MATERIAL SHOWN: Begin

PR #862, opened 2019-06-16
remove_extra_lines

### LINKED ISSUE #859: sfml_opengl3\main: extraneous lines break the program
this file:
nuklear-master\demo\sfml_opengl3\main.cpp
basically doesn't compile at the moment because there are 2 garbage lines in the source file.  If you delete these out, the program compiles and runs great.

MATERIAL SHOWN: End

• EXERCISE GOAL:
Every entry is to be restated word for word, with nothing dropped.

• RESULT FOR THIS TASK:
PR #862, opened 2019-06-16
remove_extra_lines

### LINKED ISSUE #859: sfml_opengl3\main: extraneous lines break the program
this file:
nuklear-master\demo\sfml_opengl3\main.cpp
basically doesn't compile at the moment because there are 2 garbage lines in the source file.  If you delete these out, the program compiles and runs great.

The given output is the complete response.